> [Provided data]
*****

PR #9380, opened 2025-11-03
Fix live test for quantum extension

xinyi-joffre:
Update live test to point to new H2 target, since previous H1 target was brought offline. This is test change only, no changes to the actual extension.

*****

> [What is required]
The listing above should be repeated in its entirety, unchanged.

> [Task answer]
PR #9380, opened 2025-11-03
Fix live test for quantum extension

xinyi-joffre:
Update live test to point to new H2 target, since previous H1 target was brought offline. This is test change only, no changes to the actual extension.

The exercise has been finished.